AILLA is a digital archive of recordings and texts in and about the indigenous languages of Latin America. Access to archive resources is free of charge. Most of the resources in the AILLA database are available to the public, but some have special access restrictions.
British Library Datasets contains numerous history datasets (i.e., Black History Month, Magna Carta, Women’s rights, etc.), literature datasets (datasets focused on famous authors), music datasets (i.e., History of Music), and other datasets (i.e., National parks, Theology, etc.).
The Early Novels Database (END) project generates high-quality metadata about novels published between 1660 and 1850 in order to make early works of fiction more available to both traditional and computational modes of humanistic study.
OLAC is "an international partnership of institutions and individuals who are creating a worldwide virtual library of language resources by: (i) developing consensus on best current practice for the digital archiving of language resources, and (ii) developing a network of interoperating repositories and services for housing and accessing such resources."
The Rosetta Project is a global collaboration of language specialists and native speakers working to build a publicly accessible digital library of material on the nearly 7,000 known human languages. The collection currently contains nearly 100,000 pages of material documenting over 2,500 languages, as well as a growing multimedia collection of modern and historical language recordings.
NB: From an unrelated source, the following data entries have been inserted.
PR #9682, opened 2016-04-25
configure.ac: Add target_platform=target_linux for powerpc

bkuhls:
Checking for libuuid only occurs with target_platform set to a sane value. Without libuuid being added to LIBS, the check for libcrossguid fails because libcrossguid is linked to libuuid.


stefansaraev:
cc @wsnipex

wsnipex:
looks good

stefansaraev:
jenkins does not build this, so I'll just push it.

PR #9683, opened 2016-04-25
[cleanup] remove not need ogg/vorbis check from configure.ac

stefansaraev:
kodi has no direct dependency on libogg / libvorbis anymore. makes no sense to check those headers in configure

a side note: ffmpeg has native ogg decoder (my samples play fine with ffmpeg compiled without libogg/libvorbis). we dont use vorbisenc in ffmpeg anymore (audioencoder.vorbis exists), so it seems libogg/libvorbis can be removed from depends, too.

### DIFF
--- a/configure.ac
+++ b/configure.ac
@@ -963,8 +963,6 @@ if test "$use_mysql" = "yes"; then
   fi
 fi
 AC_CHECK_HEADER([ass/ass.h],, AC_MSG_ERROR($missing_library))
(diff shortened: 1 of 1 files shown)


bkuhls:
fyi: a cross-compile test using Kodi git master without ogg/vorbis being compiled before was successful.

stefansaraev:
closing in favour of #9683

PR #9590, opened 2016-04-09
Add xboxdrv name for xbox keymap

HerbFargus:
Driver is from this repo: https://github.com/xboxdrv/xboxdrv

PR #9684, opened 2016-04-26
Revert "Add xboxdrv name for xbox keymap"

MartijnKaijser:
Reverts xbmc/xbmc#9590


garbear:
I just suggested that the user from the other joystick keymap PR should send his keymap to the Jarvis branch. Is this not the case?

MartijnKaijser:
Was too late for 16.1 and won't be a 16.2

PR #9685, opened 2016-04-26
[doxygen] Fix and improve doxygen parts

AlwinEsch:


AlwinEsch:
OK to merge after travis is done now or better wait until 1.5.? There are no changes on code.

MartijnKaijser:
doc changes are always good for merge

MartijnKaijser:
@NedScott now this is doxygen we could remove the wiki page or wiki could generate it from code. What's best as having it in two places isn't good

NedScott:
For the short term, the best is to probably replace the wiki pages with a notice and link to the doxygen pages, so that old links still work and to help people find the new doxygen pages. There are some options for the long term that can be explored, but I'm hesitant to install anything new on our wiki until the server and mediawiki can be updated.

PR #9687, opened 2016-04-26
[doxygen] add code guidelines

AlwinEsch:
This add the guidelines from http://kodi.wiki/view/Official:Code_guidelines_and_formatting_conventions to Kodi itself.

Also becomes my guideline for Add-on related documents added.

Plan from me is to use for code from Kodi itself a `/*!` and for Code related also for add-on developers a `///`. The last mark it as field to know also needed alone on add-on development kit.

### DIFF
--- a/CODING_GUIDELINES.dox
+++ b/CODING_GUIDELINES.dox
@@ -1,0 +1,372 @@
+/*!
+
+\page code_guidelines Code guidelines and formatting conventions
+
+@brief \doc_header{ Code guidelines and formatting conventions }
+
+\tableofcontents
+
+These are conventions which we try to follow when writing code for Kodi. They
+are this way mainly for reasons of taste, however, sticking to a common set of
+formatting rules also makes it slightly easier to read through our sources. If
+you want to submit patches, please try to follow these rules.
+
+As such we don't follow these rules slavishly, in certain cases it is ok (and
+in fact favorable) to stray from them.
+
+================================================================================
+\section code_guidelines_1 Indentation
+
+Use spaces as tab policy with an indentation size of 2
+
+--------------------------------------------------------------------------------
+\subsection code_guidelines_1_1 Statements
+
+No multiple statements on a single line, like this:
+~~~~~~~~~~~~~
+std::vector<std::string> test; test.push_back("foobar"); // This is the bad way
+~~~~~~~~~~~~~
+
+Always use a new line for a new statement:
+~~~~~~~~~~~~~
+std::vector<std::string> test;
+test.push_back("foobar");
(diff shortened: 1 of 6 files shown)


AlwinEsch:
The uploaded test website visible here: http://alwinesch.github.io/a00006.html

AlwinEsch:
Is updated, @FernetMenta @Montellese @MartijnKaijser OK to merge in?

MartijnKaijser:
can you update the page?

CODING_GUIDELINES.dox
```diff
@@ -0,0 +1,335 @@
...
+--------------------------------------------------------------------------------
+\subsection code_guidelines_5_7 Variables
+
+We use CamelCase for variables. Type prefixing is optional.
+\subsubsection code_guidelines_5_7_1 Global Variables
+
+Prefix global variables with g_
+
+~~~~~~~~~~~~~
+int g_globalVariableA;
```
FernetMenta: no globals at all

FernetMenta:
maybe a native speaker volunteers for proof-reading

MartijnKaijser:
@garbear for proof read?

CODING_GUIDELINES.dox
AlwinEsch: Better to remove complete?

For my is this also a bad example, to use a editable integer as global is a worst way to use.
Only for me a safe example can be a class with thread safe functions.

AlwinEsch:
Test website is updated and a example about spaces added http://alwinesch.github.io/a00006.html#code_guidelines_3_1

CODING_GUIDELINES.dox
MartijnKaijser: I think it's better to include the statement that globals are not allowed just to be clear. Should any one touch part of the code they could even try to remove them

AlwinEsch: What think you about:
```
Global editable variables are not thread safe and not allowed to use!

If you need a minor global class should be the creation of them inserted in `./xbmc/ServiceManager.h` and `./xbmc/ServiceBroker.h`.

For a major class needed on early start of Kodi can be the Prefix global variables with g_ used.
```

FernetMenta: How about:

> Use of globals reduces the chance of submitted code to be accepted to a minimum

garbear:
I can proof read. When is this going to be merged? If I get a chance I'll send a PR to alwin before, otherwise I'll PR against master

AlwinEsch:
jenkins build this please

Not really needed but why not for safe. ;)

PR #9688, opened 2016-04-26
Chop out anything before Android 5 and don't build with amlogic

MartijnKaijser:
Reasoning:
- Android only started maturing after Android 5.0 as well as the devices
- AMLogic was the main codec used in the initial Android port however now it's now time to follow the official Android API. AMLogic doesn't completely follow this and that causes a lot of IFDEF / hacks to support both.
- We are too low on manpower to keep supporting hacks on this platform and the only sane way forward is following the official Android API.

The code is still there for now. This patch will simply stop compiling AMLogic for the Android platform. Should no one pick this up it will be completely removed for Android but could still be used for Linux. AMLogic code needs a complete rewrite anyway.


MartijnKaijser:
fyi we should include this in Alpha1

PR #9690, opened 2016-04-26
[droid] [refclock] do not stop callback when focus is lost. 

MartijnKaijser:


MartijnKaijser:
jenkins build this please 
@fritsch ok for merge?

fritsch:
As we got no complains before that patch - let's see if someone complains after it :-)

TROLLing "is designed as an archive of linguistic data and statistical code. The archive is open access, which means that all information is available to everyone. All postings are accompanied by searchable metadata that identify the researchers, the languages and linguistic phenomena involved, the statistical methods applied, and scholarly publications based on the data (where relevant). Linguists worldwide are invited to post datasets and statistical models used in linguistic research."